→ **EXTRACTED INFORMATION**:
PR #8954, opened 2026-07-25
Add C3 0.8.0, 0.8.1, and 0.8.2 compilers and update grammar

ManuLinares:
https://github.com/compiler-explorer/infra/pull/2252


mattgodbolt-molty:
Thanks @ManuLinares! Verified the installs locally before merging: 0.8.0, 0.8.1 and 0.8.2 all fetch, extract and pass `c3c --version`, and each compiles a real `.c3` file to object code. The `v0.8.0_3` tag override in the infra YAML is correct and needed. Merging this along with compiler-explorer/infra#2252.

One observation on the grammar update, and we may well have this wrong: the changes to `static/modes/c3-mode.ts` remove a number of keywords that 0.8 dropped or renamed, including `distinct`, `private`, `$sizeof`, `$nameof`, `$vacount`, `$vasplat`, `isz` (now `sz`), and `$typeof`/`$typefrom` (now `$Typeof`/`$Typefrom`).

The wrinkle is that the Monaco mode is shared across every C3 version on the site, and we very rarely retire old compilers, so 0.4 through 0.7.11 are all still selectable. Those keywords will stop highlighting for anyone on an older compiler, even though they are still valid there.

It is purely cosmetic and keeping the mode current with C3 is an entirely defensible call, so we are not blocking on it. But if you agree it is worth doing, a follow up PR reinstating the old spellings alongside the new ones would be very welcome. As far as the tokenizer is concerned the keyword lists are just membership tests, so old and new can happily coexist.

(Review assisted by Claude; Matt signed off on the merge.)

ManuLinares:
> One observation on the grammar update, and we may well have this wrong: the changes to `static/modes/c3-mode.ts` remove a number of keywords that 0.8 dropped or renamed, including `distinct`, `private`, `$sizeof`, `$nameof`, `$vacount`, `$vasplat`, `isz` (now `sz`), and `$typeof`/`$typefrom` (now `$Typeof`/`$Typefrom`).
> 
> The wrinkle is that the Monaco mode is shared across every C3 version on the site, and we very rarely retire old compilers, so 0.4 through 0.7.11 are all still selectable

Yes, this is a tradeoff sadly. C3 does breaking changes on 0.x versions until 1.0. (which is only two years away), but with each 0.x version the language syntax is getting more refined and stable. I'll think on this.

→ **EXERCISE**:
Your task is to restate, word for word, the line with "(Review assisted by" and all lines after it, ending with the last line of the data.

→ **RESPONSE**:
(Review assisted by Claude; Matt signed off on the merge.)

ManuLinares:
> One observation on the grammar update, and we may well have this wrong: the changes to `static/modes/c3-mode.ts` remove a number of keywords that 0.8 dropped or renamed, including `distinct`, `private`, `$sizeof`, `$nameof`, `$vacount`, `$vasplat`, `isz` (now `sz`), and `$typeof`/`$typefrom` (now `$Typeof`/`$Typefrom`).
> 
> The wrinkle is that the Monaco mode is shared across every C3 version on the site, and we very rarely retire old compilers, so 0.4 through 0.7.11 are all still selectable

Yes, this is a tradeoff sadly. C3 does breaking changes on 0.x versions until 1.0. (which is only two years away), but with each 0.x version the language syntax is getting more refined and stable. I'll think on this.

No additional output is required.